PR #239, opened 2018-10-02
Support normalized 'content-type' for jsonBodyParser()

DavidWells:
Just got bit by this because I didn't also have the `.use(httpHeaderNormalizer())` right above `.use(jsonBodyParser())`

This will streamline the amount of middleware needed for JSON based APIs.

```
// this looked fine but was broken due to lowercase 'content-type' in my request.
exports.handler = middy(businessLogic)
  .use(jsonBodyParser())
  .use(validator({ inputSchema: schema.input }))
  .use(httpErrorHandler())
```

```
// using httpHeaderNormalizer before fixed it but it's doing alot more than I need.
exports.handler = middy(businessLogic)
  .use(httpHeaderNormalizer())
  .use(jsonBodyParser())
  .use(validator({ inputSchema: schema.input }))
  .use(httpErrorHandler())
```

I think `jsonBodyParser` should normalize it's own `content-type` header =)

What do you think?

### DIFF
--- a/src/middlewares/jsonBodyParser.js
+++ b/src/middlewares/jsonBodyParser.js
@@ -1,13 +1,15 @@
 const createError = require('http-errors')
-const contentType = require('content-type')
+const contentTypeLib = require('content-type')
 
 module.exports = () => ({
   before: (handler, next) => {
     const { headers } = handler.event
-    // normalize header
-    const headerContentType = headers['Content-Type'] || headers['content-type']
-    if (headers && headerContentType) {
-      const { type } = contentType.parse(headerContentType)
+    if (!headers) {
+      return next()
+    }
+    const contentType = headers['Content-Type'] || headers['content-type']
+    if (contentType) {
+      const { type } = contentTypeLib.parse(contentType)
       if (type === 'application/json') {
         try {
           handler.event.body = JSON.parse(handler.event.body)
--- a/src/middlewares/jsonBodyParser.js
+++ b/src/middlewares/jsonBodyParser.js
@@ -3,8 +3,11 @@ const contentType = require('content-type')
 
 module.exports = () => ({
   before: (handler, next) => {
-    if (handler.event.headers && handler.event.headers['Content-Type']) {
-      const { type } = contentType.parse(handler.event.headers['Content-Type'])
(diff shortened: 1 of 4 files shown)


theburningmonk:
This makes sense to me, these middlewares should be self-contained and avoid implicit inter-dependencies. 👍

theburningmonk:
@DavidWells can you update the corresponding tests which are failing on CI?

lmammino:
Hey @DavidWells, thanks for this PR.
I am not against this, but I would love to have the documentation updated to make clear that if you don't use either one of the 2 supported casing then the middleware is still not going to work, so if you need to support "varied" casing, then it's better to use the header normalizer.

src/middlewares/jsonBodyParser.js
```diff
@@ -3,8 +3,11 @@ const contentType = require('content-type')
 
 module.exports = () => ({
   before: (handler, next) => {
-    if (handler.event.headers && handler.event.headers['Content-Type']) {
-      const { type } = contentType.parse(handler.event.headers['Content-Type'])
+    const { headers } = handler.event
+    // normalize header
+    const headerContentType = headers['Content-Type'] || headers['content-type']
```
lmammino: you should probably check that `headers` is not undefined here as well

src/middlewares/jsonBodyParser.js
```diff
@@ -3,8 +3,11 @@ const contentType = require('content-type')
 
 module.exports = () => ({
   before: (handler, next) => {
-    if (handler.event.headers && handler.event.headers['Content-Type']) {
-      const { type } = contentType.parse(handler.event.headers['Content-Type'])
+    const { headers } = handler.event
```
lmammino: Maybe we can add an early return after this line if `headers` is `undefined` and remove any other check below. This should help us to keep the code simple.

src/middlewares/jsonBodyParser.js
DavidWells: Updated!

src/middlewares/jsonBodyParser.js
DavidWells: updated

PR #246, opened 2018-10-23
Added FunctionShield middleware

0xh0b0:
We would like to contribute FunctionShield middleware - a very easy way to harden AWS Lambda execution environment.
https://www.jeremydaly.com/serverless-security-with-functionshield/
https://www.puresec.io/function-shield

### DIFF
--- a/docs/middlewares.md
+++ b/docs/middlewares.md
@@ -239,6 +239,23 @@ module.exports = {
 };
 ```
 
+```
+START RequestId: 3523b3e7-d783-11e8-bf40-6d5f1256964c Version: $LATEST
+[TOKEN VERIFICATION] license is OK
+{"function_shield":true,"policy":"read_write_tmp","details":{"path":"/tmp/test"},"mode":"block"}
+2018-10-24 14:51:58.361 (+03:00)        3523b3e7-d783-11e8-bf40-6d5f1256964c    cannot open file in /tmp folder
+{"function_shield":true,"policy":"create_child_process","details":{"path":"/bin/uname"},"mode":"block"}
+2018-10-24 14:51:58.366 (+03:00)        3523b3e7-d783-11e8-bf40-6d5f1256964c    cannot create child process
+{"function_shield":true,"policy":"outbound_connectivity","details":{"host":"nodejs.org"},"mode":"alert"}
+{"function_shield":true,"policy":"outbound_connectivity","details":{"ip":"104.20.22.46"},"mode":"alert"}
+2018-10-24 14:51:58.416 (+03:00)        3523b3e7-d783-11e8-bf40-6d5f1256964c    successfully created outbound connection
+{"function_shield":true,"policy":"read_handler","details":{"path":"/var/task/handler.js"},"mode":"block"}
+2018-10-24 14:51:58.416 (+03:00)        3523b3e7-d783-11e8-bf40-6d5f1256964c    cannot open handler file
+END RequestId: 3523b3e7-d783-11e8-bf40-6d5f1256964c
+REPORT RequestId: 3523b3e7-d783-11e8-bf40-6d5f1256964c  Duration: 611.64 ms     Billed Duration: 700 ms         Memory Size: 1024 MB    Max Memory Used: 73 MB  
+```
+
+
 ## [httpContentNegotiation](/src/middlewares/httpContentNegotiation.js)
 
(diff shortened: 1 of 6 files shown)


docs/middlewares.md
```diff
@@ -140,6 +141,104 @@ handler(event, context, (_, response) => {
...
+    console.error('cannot create outbound connection');
+  }
+  try {
+    let fd = fs.openSync('/var/task/handler.js', 'r');
+    fs.closeSync(fd);
+    console.log('successfully opened handler file');
+  } catch (e) {
+    console.error('cannot open handler file');
+  }
+}
```
theburningmonk: I think this sample usage is quite confusing, looking at it I find myself asking "what is this sample code trying to show me?". I don't think it's necessary, and I just want to see the initialization bit below. The sample code should be minimal and shows me how to use this middleware, not what function shield does, which there should be explained in the description above, maybe with a link to a more in-depth article or the product landing page.

src/middlewares/functionShield.js
```diff
@@ -0,0 +1,22 @@
...
+        read_write_tmp: 'block',
+        create_child_process: 'block',
+        read_handler: 'block'
+      },
+      disable_analytics: false,
+      token: process.env.FUNCTION_SHIELD_TOKEN || handler.context.FUNCTION_SHIELD_TOKEN
+    }
+    const options = merge(defaults, opts)
+
+    functionShield.configure(options)
```
theburningmonk: this would run `functionShield.configure` on every invocation, how heavy is this call? 

is it worth doing it on every invocation? would it be enough to just do it during coldstart?

src/middlewares/__tests__/functionShield.js
```diff
@@ -0,0 +1,18 @@
+const middy = require('../../middy')
+const functionShield = require('../functionShield')
+
+describe('📦  Middleware FunctionShield', () => {
```
theburningmonk: can you add other tests to show that it blocks HTTP requests, spawning child processes, and accessing /tmp folder as well?

docs/middlewares.md
```diff
@@ -140,6 +141,104 @@ handler(event, context, (_, response) => {
 })
 ```
 
+## [functionShield](/src/middlewares/functionShield.js)
+
+Hardens AWS Lambda execution environment:
+* By monitoring (or blocking) outbound network traffic from your function, you can be certain that your data is never leaked
```
theburningmonk: `outbound network traffic to public internet` to be specific? or mention that traffic to AWS services are not affected, that'd be my first question when I see this sentence

docs/middlewares.md
```diff
@@ -140,6 +141,104 @@ handler(event, context, (_, response) => {
...
+* By disabling read/write operations on the /tmp/ directory, you can make your function truly ephemeral
```
theburningmonk: `you can make your function truly ephemeral` is a bold claim, and untrue (there's all kinds of other things I can do in my code to make my function stateful), and more importantly it's not all that important to me as a developer.

Being ephemeral is means to an end, and in this particular case I'd be more incentivized to use this feature if you explain why using /tmp folder is a bad idea, and why it should be disabled, maybe pointing to an article?

src/middlewares/__tests__/functionShield.js
0xh0b0: It is not easy to do.
FunctionShield adopted to run in AWS Lambda container and requires token.
1. We should use `lambci/lambda` images instead of `circleci/node` images
2. We should put FUNCTION_SHIELD_TOKEN to circleci environment variables
3. We should find a workaround to run tests locally (probably in docker container with FUNCTION_SHIELD_TOKEN env. variable)
What do you think?

vladgolubev: IMO tests for HTTP request blocking and child process are out of the scope of the middleware, it should not repeat what is tested inside function shield package.

theburningmonk: @vladgolubev good call, at that point we're not testing the middleware anymore.

theburningmonk:
@lmammino can you have a look and merge if you're happy?

theburningmonk:
@0xh0b0 can you do another PR for this feature but against the `1.0.0-alpha` branch?

0xh0b0:
> @0xh0b0 can you do another PR for this feature but against the 1.0.0-alpha branch?
Sure, I'll do PR next week

lmammino:
Awesome. I'll try to get this merged sometime this evening.

Thank you so much for this addition to middy

PR #259, opened 2018-12-04
Updates S3 event version to allow event versions of 2.x

kenleytomlin:
## Description

The s3KeyNormalizer middleware was not running because the version check was failing. AWS have updated S3 events and are now using a new version of 2.1. This PR updates the version number to run the normalizer when the version is 2.1. [AWS docs for S3 events](https://docs.aws.amazon.com/AmazonS3/latest/dev/notification-content-structure.html)

### DIFF
--- a/package-lock.json
+++ b/package-lock.json
@@ -1,6 +1,6 @@
 {
   "name": "middy",
-  "version": "0.20.2",
+  "version": "0.20.3",
   "lockfileVersion": 1,
   "requires": true,
   "dependencies": {
--- a/package.json
+++ b/package.json
@@ -1,6 +1,6 @@
 {
   "name": "middy",
-  "version": "0.20.2",
+  "version": "0.20.3",
   "description": "🛵 The stylish Node.js middleware engine for AWS Lambda",
   "main": "./index.js",
   "files": [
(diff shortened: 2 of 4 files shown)


vladgolubev:
@kenleytomlin  do you know did they switch 100% customers to the version 2.1? Is this the version in all regions? Does it makes sense to support version 2.0 in the middleware for some time? Or even better check is the version is `2.x` to avoid sudden failures in the future?

kenleytomlin:
@vladgolubev `The following example shows version 2.0 of the event message structure, which is no longer used by Amazon S3.` I do not know 100% if there are any regions which are still using 2.0. I would expect this to be highlighted in the documentation.

I also question if the check for the version is correct because this broke our code and prevented the key normalizer from running.

vladgolubev:
@kenleytomlin the only thing added in the 2.1 is this property:

```
"glacierEventData": {
	"restoreEventData": {
		"lifecycleRestorationExpiryTime": "The time, in ISO-8601 format, for example, 1970-01-01T00:00:00.000Z, of Restore Expiry",
		"lifecycleRestoreStorageClass": "Source storage class for restore"
	}
}
```

I'd say it's safe to assume AWS follows semver and we should just check is the version starts with `2.`. Would you mind making this addition, Kenley?

kenleytomlin:
@vladgolubev Yep no problem I will add a check for `2.x` for the event version.

lmammino:
Done and also forward-ported the changes to 1.0.0-alpha

lmammino:
Thanks to you @kenleytomlin :)

PR #261, opened 2018-12-04
docs: fix broken link

### LINKED ISSUE #260: Broken link in the website docs
Hi guys,

I think the repo of the website `middy.js.org` is private otherwise I would have sent a PR! 

There's a broken link in the docs:

```
More details on creating middlewares
Check the ------> code for existing middlewares <------- to see more examples on how to write a middleware.
```

screen shot 2018-12-04 at 18 42 11

Currently pointing to:
```
https://middy.js.org/src/middlewares
```

instead of:
```
https://github.com/middyjs/middy/blob/master/docs/middlewares.md
```

Thanks!

andreafalzetti:
First contribution 🎉

This fixes #260.

### DIFF
--- a/README.md.hb
+++ b/README.md.hb
@@ -496,7 +496,7 @@ methods to allow you to quickly hook-in simple inline middlewares.
 
 ### More details on creating middlewares
 
-Check the [code for existing middlewares](/src/middlewares) to see more examples
+Check the [code for existing middlewares](/docs/middlewares.md) to see more examples
 on how to write a middleware.
 
 


README.md.hb
```diff
@@ -496,7 +496,7 @@ methods to allow you to quickly hook-in simple inline middlewares.
 
 ### More details on creating middlewares
 
-Check the [code for existing middlewares](/src/middlewares) to see more examples
+Check the [code for existing middlewares](https://github.com/middyjs/middy/blob/master/docs/middlewares.md) to see more examples
```
ChristianMurphy: `/docs/middlewares` should route to the same place.
While still giving markdown some flexibility on choosing how to construct the url on GithHub vs the docs site.

andreafalzetti: @ChristianMurphy Thanks for your feedback! I am not familiar with GH pages but sounds like a better approach. I will update the PR. Don't I need the `.md` ext at the end like `(/src/middlewares.md)`?

ChristianMurphy: Including the file type should be fine, and appears to be used commonly in the GitHub docs.
https://blog.github.com/2016-12-05-relative-links-for-github-pages
Keep it. :+1:

andreafalzetti: I landed on the same page but it's not clear if GitHub pages will fallback on `.md`. Anyway, I've updated my PR. :)

andreafalzetti:
@vladgolubev I am not familiar with your CI setup but it seems like the deploy is broken - and the change does not appear on the website :/

vladgolubev:
@andreafalzetti yeap, I forgot to bump the version. Will fix it now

- **YOUR GOAL**:
Among the lines above, which ones include the word "middyjs"? Copy them.

- **SOLUTION TO THIS PROBLEM**:
https://github.com/middyjs/middy/blob/master/docs/middlewares.md
+Check the [code for existing middlewares](https://github.com/middyjs/middy/blob/master/docs/middlewares.md) to see more examples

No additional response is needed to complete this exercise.